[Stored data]
***
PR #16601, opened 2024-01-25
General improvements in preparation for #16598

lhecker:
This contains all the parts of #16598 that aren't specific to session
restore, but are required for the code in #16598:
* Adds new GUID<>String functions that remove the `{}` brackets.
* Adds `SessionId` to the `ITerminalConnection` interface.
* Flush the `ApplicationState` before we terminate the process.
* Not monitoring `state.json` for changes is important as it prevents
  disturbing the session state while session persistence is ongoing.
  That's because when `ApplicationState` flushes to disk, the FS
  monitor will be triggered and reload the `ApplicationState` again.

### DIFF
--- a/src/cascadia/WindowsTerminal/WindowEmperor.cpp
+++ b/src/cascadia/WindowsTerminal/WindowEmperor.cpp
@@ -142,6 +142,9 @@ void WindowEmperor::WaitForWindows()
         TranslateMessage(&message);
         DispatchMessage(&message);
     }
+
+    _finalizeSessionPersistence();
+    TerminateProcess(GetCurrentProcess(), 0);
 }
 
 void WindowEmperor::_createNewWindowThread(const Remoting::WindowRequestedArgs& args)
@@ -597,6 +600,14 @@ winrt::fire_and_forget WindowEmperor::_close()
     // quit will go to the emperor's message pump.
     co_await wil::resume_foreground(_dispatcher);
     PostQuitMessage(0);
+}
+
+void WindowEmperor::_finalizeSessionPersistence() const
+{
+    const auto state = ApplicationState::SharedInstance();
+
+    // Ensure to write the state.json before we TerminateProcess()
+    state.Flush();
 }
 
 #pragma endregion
***
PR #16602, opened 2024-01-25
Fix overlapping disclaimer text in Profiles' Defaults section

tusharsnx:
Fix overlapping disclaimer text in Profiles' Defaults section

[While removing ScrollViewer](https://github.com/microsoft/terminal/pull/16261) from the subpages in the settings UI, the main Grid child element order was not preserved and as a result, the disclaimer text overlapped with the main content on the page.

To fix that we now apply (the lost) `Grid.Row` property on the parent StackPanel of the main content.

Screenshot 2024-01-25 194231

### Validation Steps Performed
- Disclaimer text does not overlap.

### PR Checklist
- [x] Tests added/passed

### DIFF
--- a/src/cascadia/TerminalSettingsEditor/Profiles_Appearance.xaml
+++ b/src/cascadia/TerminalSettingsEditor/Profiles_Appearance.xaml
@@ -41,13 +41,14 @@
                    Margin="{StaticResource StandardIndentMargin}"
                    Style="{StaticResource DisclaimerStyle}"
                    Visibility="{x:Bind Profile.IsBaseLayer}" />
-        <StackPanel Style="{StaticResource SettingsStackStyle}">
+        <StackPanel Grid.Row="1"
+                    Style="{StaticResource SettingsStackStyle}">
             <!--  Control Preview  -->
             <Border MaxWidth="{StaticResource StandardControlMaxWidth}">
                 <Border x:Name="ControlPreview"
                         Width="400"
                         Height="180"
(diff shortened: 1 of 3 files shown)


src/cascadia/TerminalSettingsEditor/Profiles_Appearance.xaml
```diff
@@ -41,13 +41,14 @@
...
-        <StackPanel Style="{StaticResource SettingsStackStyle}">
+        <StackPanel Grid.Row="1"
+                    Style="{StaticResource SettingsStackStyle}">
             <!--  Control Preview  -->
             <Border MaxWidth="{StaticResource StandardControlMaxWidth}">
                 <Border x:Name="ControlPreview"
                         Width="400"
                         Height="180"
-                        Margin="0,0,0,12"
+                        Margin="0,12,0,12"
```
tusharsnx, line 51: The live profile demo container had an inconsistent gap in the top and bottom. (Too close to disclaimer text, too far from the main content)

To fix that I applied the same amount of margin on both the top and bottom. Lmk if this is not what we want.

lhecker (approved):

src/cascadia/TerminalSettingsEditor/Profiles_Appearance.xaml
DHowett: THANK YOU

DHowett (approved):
***
**Aim of the task**
From the records above, quote only the lines running from the line with "Adds new GUID<>String" to the line with "#pragma endregion", both lines included.

**Your response**
* Adds new GUID<>String functions that remove the `{}` brackets.
* Adds `SessionId` to the `ITerminalConnection` interface.
* Flush the `ApplicationState` before we terminate the process.
* Not monitoring `state.json` for changes is important as it prevents
  disturbing the session state while session persistence is ongoing.
  That's because when `ApplicationState` flushes to disk, the FS
  monitor will be triggered and reload the `ApplicationState` again.

### DIFF
--- a/src/cascadia/WindowsTerminal/WindowEmperor.cpp
+++ b/src/cascadia/WindowsTerminal/WindowEmperor.cpp
@@ -142,6 +142,9 @@ void WindowEmperor::WaitForWindows()
         TranslateMessage(&message);
         DispatchMessage(&message);
     }
+
+    _finalizeSessionPersistence();
+    TerminateProcess(GetCurrentProcess(), 0);
 }
 
 void WindowEmperor::_createNewWindowThread(const Remoting::WindowRequestedArgs& args)
@@ -597,6 +600,14 @@ winrt::fire_and_forget WindowEmperor::_close()
     // quit will go to the emperor's message pump.
     co_await wil::resume_foreground(_dispatcher);
     PostQuitMessage(0);
+}
+
+void WindowEmperor::_finalizeSessionPersistence() const
+{
+    const auto state = ApplicationState::SharedInstance();
+
+    // Ensure to write the state.json before we TerminateProcess()
+    state.Flush();
 }
 
 #pragma endregion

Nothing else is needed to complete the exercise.